Russia accused of ‘erasing Muslim heritage’ for restoring collapsing Crimean mosque
Russia has been accused of trying to “erase Crimean Muslim culture” by restoring a local mosque. However, workers at the site say they are saving the historic building from crumbling after years of neglect.
Many sites in the Crimean peninsula remain in poor condition because there were insufficient funds allocated for their upkeep and restoration during the years that the region was part of Ukraine. The Big Khan Mosque of the iconic Bakhchisaray Palace was no exception. However, not everyone was happy when Russia started working in January to prevent the 500-year-old building from collapsing.
On Sunday, Qatari network Al Jazeera published an article about the restoration process, entitled, “Is Russia attempting to erase Crimean Muslim culture?” The author of the piece, Moscow-based journalist Mansur Mirovalev, gave an overdramatic depiction of the construction site, comparing the mosque to a “bandaged patient.”
The article cited Ukrainian officials and the Tatar community’s self-proclaimed leaders, who chose to leave Crimea after it reunited with Russia in 2014. Those who were interviewed called the restoration a “part of Kremlin’s drive to reshape, ban and erase the cultural identity of Crimean Tatars.” A Crimean official during the Ukrainian rule, Edem Dudakov, claimed that “the palace will be lost; what they're building is a sham.”
However, it seems more likely that the mosque would have been lost to history if the urgent restoration work did not start. The Big Khan Mosque was built in 1532 using wooden materials, which have not passed the test of time. RT Ruptly video agency has visited the site and examined the damaged tiles and dried out beams that were removed from the historic building – the wood was so fragile that it could be broken with bare hands.

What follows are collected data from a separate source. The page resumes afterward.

PR #860, opened 2026-08-17
[FIX]: add try-catch for error handling in testIntegration

### LINKED ISSUE #771: testIntegration and custom-actions handlers lack try/catch — validation errors become 500s
## Problem
Unlike every sibling handler, `POST /integrations/test-connection` (`apps/server/src/api/v1/integrations/controller.ts` ~34-56) has no error handling: a `CreateIntegrationSchema.parse` failure or connector exception falls through to Express's default error handler instead of returning `400 { success: false, error: "Validation error" }`.

The same gap exists in `apps/server/src/api/v1/custom-actions/controller.ts` (~56-59, ~61-66, ~87-91).

## Suggested fix
Wrap the handler bodies in the same try/catch + `isZodError` pattern used by `createIntegration` in the same file.

NBlaze860:
## Issue Reference

Closes #771 

---

## What Was Changed

Added try catch block to POST /integrations/test-connection ( testIntegration function ).

---

## Why Was It Changed

For better error handling.

## Summary by CodeRabbit

- **Bug Fixes**
  - Improved integration connection testing error handling.
  - Invalid request data now returns a clear HTTP 400 response with validation details.
  - Unexpected errors now return a consistent HTTP 500 response.
  - Existing successful and failed connection test responses remain unchanged.

### DIFF
--- a/apps/server/src/api/v1/integrations/controller.ts
+++ b/apps/server/src/api/v1/integrations/controller.ts
@@ -32,26 +32,35 @@ export class IntegrationController {
 	};
 
 	testIntegration = async (req: Request, res: Response) => {
-		const integrationToCreate = CreateIntegrationSchema.parse(req.body);
+		try {
+			const integrationToCreate = CreateIntegrationSchema.parse(req.body);
 
-		const integrationConnector = integrationConnectorFactory(integrationToCreate.type);
+			const integrationConnector = integrationConnectorFactory(integrationToCreate.type);
 
-		const integration: Integration = {
-			...integrationToCreate,
-			createdAt: '',
-			id: 0,
-		};
+			const integration: Integration = {
+				...integrationToCreate,
+				createdAt: '',
+				id: 0,
+			};
 
-		const testResult = await integrationConnector.testConnection(integration);
+			const testResult = await integrationConnector.testConnection(integration);
 
-		if (testResult.success) {
-			return res.status(200).json({ success: true, data: { isValidConnection: true } });
-		} else {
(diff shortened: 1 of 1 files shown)


idanlodzki (approved):
Approved and merging — thanks @NBlaze860, and welcome!

This is the right fix in the right shape: it mirrors the try/catch + `isZodError` pattern `createIntegration` uses a few lines up, so the handler now behaves like every one of its siblings instead of being the odd one out.

I verified it end to end rather than just reading it, on your branch and against `main`:

| Request | main (before) | your branch |
|---|---|---|
| Invalid body | **500 + an HTML error page** from Express's default handler | **400** `{"success":false,"error":"Validation error","details":[…]}` |
| Valid body, unreachable host | 200 `{isValidConnection:false}` | 200 `{isValidConnection:false}` — unchanged |

That second row is the part I most wanted to confirm: a connector that legitimately can't connect is a *result*, not a server error, and your catch correctly leaves that 200 contract alone rather than swallowing it into the 500 branch.

I also checked the wider claim behind "Closes #771". The issue mentions a second file (`custom-actions/controller.ts`) that no longer exists — the equivalent handlers now live in `custom-fields/controller.ts` and already have this pattern. I scanned every handler in `apps/server/src/api/v1/*/controller.ts` by brace-matching each body, and `testIntegration` was the **only** one left without a try/catch. So this genuinely closes the issue rather than half of it.

Full gate on your branch: 4/4 builds, 223 server tests, lint and prettier clean.

PR #888, opened 2026-08-23
feat(insights): hourly buckets for short windows + Today preset

idanlodzki:
## What

Two Insights improvements to the time axis.

### 1. Hourly buckets for short windows
The volume and trend charts bucketed by **day** regardless of window, so a 24h view was a single point. Now windows ≤ 48h bucket the series by **hour**; longer windows stay daily. The server picks the granularity and returns it on `range.granularity`, and the client formats the x-axis accordingly (`HH:00`, with the short date shown at midnight; `MMM D` for day buckets).

### 2. Dense axis
Bounded windows are now **zero-filled** across every bucket in `[from, to]`, so a 24h view is a continuous 24-point curve and quiet hours/days appear as gaps in the line instead of being dropped. (All-time stays sparse — it's unbounded.)

### 3. "Today" preset
Start of the local day → now (day-so-far), matching the alerts filters' *Today*. It's a short window, so it renders hourly automatically.

All of this applies to the overview volume chart, the MTTR/MTTA reliability trends, and the tag volume + per-value trend charts; chart hints adapt ("per hour" / "per day").

## Where

The bucketing lives in the shared `computeAlertAnalytics` (used by both the server endpoint and the playground), so the change is in `@OpsiMate/shared`.

## Tests & verification

- 30 analytics tests (2 new: hourly bucketing + dense fill; day-granularity retention). Full client suite 242, server analytics 30, all green. Client typecheck gate + lint + build clean.
- Verified **live** in the playground: 24h and Today render as proper hourly curves (evening peak visible), 7d+ stay daily with clean "Aug 17…Aug 24" labels.

## Summary by CodeRabbit

* **New Features**
  * Added hourly analytics for time ranges up to 48 hours, with daily views for longer periods.
  * Added a “Today” preset covering the current local day.
  * Updated volume, reliability, and tag trend charts with granularity-aware labels and intervals.
  * Ensured trend charts display complete time periods, including periods without measurements.

* **Bug Fixes**
  * Improved timezone-aware bucket generation, including daylight-saving transitions.
  * Aligned chart data across views for more consistent time-range comparisons.


idanlodzki:
## Review summary before merge

**CodeRabbit (round 1)** raised three findings, all fixed in `9f56794`:
- chart hints hardcoded "per day" on hourly views — now interpolate the active granularity across all five hints
- `nowBucket` first ticked at mount+5min, so Today could lag the midnight rollover — first tick now aligns to the next bucket boundary
- tag charts seeded only from buckets that had data, leaving a 24h tag view sparse — now seeded from the overview's dense bucket set

**Adversarial pass (round 2)** found one real bug CodeRabbit missed, fixed in `4ca28c8c`:

The dense-axis seed stepped a fixed 24h per day bucket. A local day is only 23 hours on the spring-forward date, so `t += 24h` from a late-evening `from` lands two calendar days later and that day is never seeded. A day carrying episodes still gets seeded by the episode loop, so what actually went missing was a **quiet** DST day — precisely the gap the dense axis exists to fill. Reproduced in Europe/Berlin, America/New_York, America/Santiago, Asia/Jerusalem and Australia/Sydney (7 of 8760 sampled 7-day windows per zone). Now steps hourly and lets repeats collapse in the Map; measured at ~14ms of cached Intl formatting over a two-year window. Covered by a regression test that fails without the fix.

Same commit swapped the last anonymous inline object type in the analytics test for the shared `DurationDayPoint`.

**Live verification** — 10K-alert scratch instance (12,374 episodes / 22,000 history rows / 17,350 events, Feb→now):

| preset | granularity | buckets | episodes |
|---|---|---|---|
| Today | hour | 23 | 620 |
| 24h | hour | 25 | 654 |
| 7d | day | 8 | 1,899 |
| 30d | day | 31 | 6,571 |
| 90d | day | 91 | 9,700 |
| All time | day | 190 | 12,374 |

The DST window renders `2026-03-26 … 2026-04-02` with `2026-03-29` present and no gaps. Narrowing to a single alert name over 24h gives 25 buckets with 5 non-zero — a full-width axis where the old behaviour drew five isolated points. Tag insights on 24h: 25 dense hourly buckets, all value-trends on one shared x-axis, zero-filled where a value had no data. Response cost at 10K: 0.09s (24h) / 0.16s (90d) / 0.19s (all time).

**Deferred, with rationale:**
- The three charts got a `tickFormatter` but their `<Tooltip>`s have no `labelFormatter`, so the axis reads `13:00` while the hover still shows `2026-08-30 13:00`. Cosmetic, and the full key is arguably the more useful thing on hover.
- `previousFrom = from - (to - from)` makes Today's KPI baseline a sliver of yesterday early in the morning. Equal-length preceding windows are the existing semantics for every preset; changing them for one preset is a separate discussion.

The wooden beams “lost their bearing capacity completely,” Aleksandr Yasko, a construction supervisor for the ATTA company, which is carrying out the restoration, said. “They’re doty; damaged by timber beetle. A mycological examination was carried out and it established that the beams are all infected with fungi. It lives there, in 100 percent of the structural beams.”
Yasko emphasized that the historic building is treated with extreme care and showed the tiles that were removed from the roof of the mosque. “Not even a single piece of tile has disappeared. It’s all stored on the territory of the open-air museum as well as the rotten beams.”
Removing the roof tiles was “a very complicated job… as every piece had to go through the hands of several workers. Besides, it had to be taken down from the height of 13 meters,” he said. The mosque has been losing tiles for centuries because the roof, which was redesigned after the 1736 fire, turned out to be too steep. Yasko said that the historic shape of the Big Khan Mosque will remain unchanged after the restoration, but the newly-placed tiles will be equipped with a special fixing system that will prevent them from sliding.
The Big Khan Mosque wasn’t just in poor condition, it also posed a real danger to the people who visited the site. “According to my estimations, the roof would’ve simply collapsed in the next five years and people would’ve been killed,” the foreman said.